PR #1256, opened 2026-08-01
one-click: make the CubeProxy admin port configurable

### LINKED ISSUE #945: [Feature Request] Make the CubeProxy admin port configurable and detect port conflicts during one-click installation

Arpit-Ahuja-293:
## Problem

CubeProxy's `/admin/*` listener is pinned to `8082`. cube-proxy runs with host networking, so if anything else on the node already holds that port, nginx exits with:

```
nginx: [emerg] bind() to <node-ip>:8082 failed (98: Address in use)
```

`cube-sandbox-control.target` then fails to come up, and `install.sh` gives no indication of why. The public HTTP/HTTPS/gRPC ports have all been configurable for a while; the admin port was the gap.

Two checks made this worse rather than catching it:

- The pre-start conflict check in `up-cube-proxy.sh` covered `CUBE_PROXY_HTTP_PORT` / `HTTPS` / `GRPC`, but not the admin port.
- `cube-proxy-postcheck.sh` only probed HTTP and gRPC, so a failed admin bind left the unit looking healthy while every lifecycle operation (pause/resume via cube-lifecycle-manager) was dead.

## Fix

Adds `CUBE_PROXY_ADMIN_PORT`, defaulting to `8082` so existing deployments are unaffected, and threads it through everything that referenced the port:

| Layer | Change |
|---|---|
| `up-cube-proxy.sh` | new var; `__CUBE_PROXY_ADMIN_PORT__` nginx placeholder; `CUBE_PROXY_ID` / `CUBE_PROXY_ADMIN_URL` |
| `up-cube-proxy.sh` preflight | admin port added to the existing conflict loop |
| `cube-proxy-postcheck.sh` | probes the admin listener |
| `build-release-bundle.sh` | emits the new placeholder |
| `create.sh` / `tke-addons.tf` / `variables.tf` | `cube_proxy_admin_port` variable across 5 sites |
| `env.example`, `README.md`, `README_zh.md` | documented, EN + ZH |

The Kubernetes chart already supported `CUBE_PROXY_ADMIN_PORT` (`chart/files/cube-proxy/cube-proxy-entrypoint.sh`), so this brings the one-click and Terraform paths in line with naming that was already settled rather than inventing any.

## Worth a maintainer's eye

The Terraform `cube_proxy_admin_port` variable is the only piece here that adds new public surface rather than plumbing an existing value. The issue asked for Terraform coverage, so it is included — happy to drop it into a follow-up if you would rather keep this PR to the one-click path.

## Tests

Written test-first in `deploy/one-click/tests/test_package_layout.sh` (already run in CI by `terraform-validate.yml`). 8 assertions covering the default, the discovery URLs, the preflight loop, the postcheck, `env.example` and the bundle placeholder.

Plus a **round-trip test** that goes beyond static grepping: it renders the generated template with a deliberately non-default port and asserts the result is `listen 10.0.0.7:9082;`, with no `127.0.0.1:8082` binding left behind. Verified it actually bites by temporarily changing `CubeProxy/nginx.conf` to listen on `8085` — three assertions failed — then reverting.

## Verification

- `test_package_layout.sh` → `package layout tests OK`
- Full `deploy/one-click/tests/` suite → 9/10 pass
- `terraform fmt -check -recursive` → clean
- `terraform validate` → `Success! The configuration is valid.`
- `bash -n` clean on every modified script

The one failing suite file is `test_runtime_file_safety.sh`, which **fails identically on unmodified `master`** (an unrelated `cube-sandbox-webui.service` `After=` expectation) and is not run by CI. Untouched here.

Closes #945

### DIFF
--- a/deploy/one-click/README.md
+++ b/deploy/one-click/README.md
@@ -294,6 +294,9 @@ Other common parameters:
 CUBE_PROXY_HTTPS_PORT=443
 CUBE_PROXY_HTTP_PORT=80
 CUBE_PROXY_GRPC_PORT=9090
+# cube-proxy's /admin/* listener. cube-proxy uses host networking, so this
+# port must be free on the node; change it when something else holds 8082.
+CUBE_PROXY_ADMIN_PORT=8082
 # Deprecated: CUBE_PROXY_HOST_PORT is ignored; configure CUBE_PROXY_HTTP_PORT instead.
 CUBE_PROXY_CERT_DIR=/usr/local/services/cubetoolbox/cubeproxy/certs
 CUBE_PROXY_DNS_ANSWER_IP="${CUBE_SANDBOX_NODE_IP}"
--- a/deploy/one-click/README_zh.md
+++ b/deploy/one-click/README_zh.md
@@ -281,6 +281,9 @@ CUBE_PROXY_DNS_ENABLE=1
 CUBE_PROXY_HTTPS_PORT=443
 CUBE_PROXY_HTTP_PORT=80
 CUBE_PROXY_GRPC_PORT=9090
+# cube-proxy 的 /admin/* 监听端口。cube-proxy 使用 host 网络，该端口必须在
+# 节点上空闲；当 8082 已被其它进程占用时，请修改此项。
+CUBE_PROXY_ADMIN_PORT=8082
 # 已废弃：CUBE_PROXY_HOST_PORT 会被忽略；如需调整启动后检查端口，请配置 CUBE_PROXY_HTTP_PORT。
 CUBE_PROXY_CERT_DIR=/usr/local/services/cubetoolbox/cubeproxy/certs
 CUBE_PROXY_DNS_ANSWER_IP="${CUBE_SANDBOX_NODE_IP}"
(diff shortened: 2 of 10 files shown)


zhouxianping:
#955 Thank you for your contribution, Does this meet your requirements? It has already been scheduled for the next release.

--------

» **What the task requires**:
Reproduce all lines from the records above that include the word "listener".

» **Written answer**:
CubeProxy's `/admin/*` listener is pinned to `8082`. cube-proxy runs with host networking, so if anything else on the node already holds that port, nginx exits with:
| `cube-proxy-postcheck.sh` | probes the admin listener |
+# cube-proxy's /admin/* listener. cube-proxy uses host networking, so this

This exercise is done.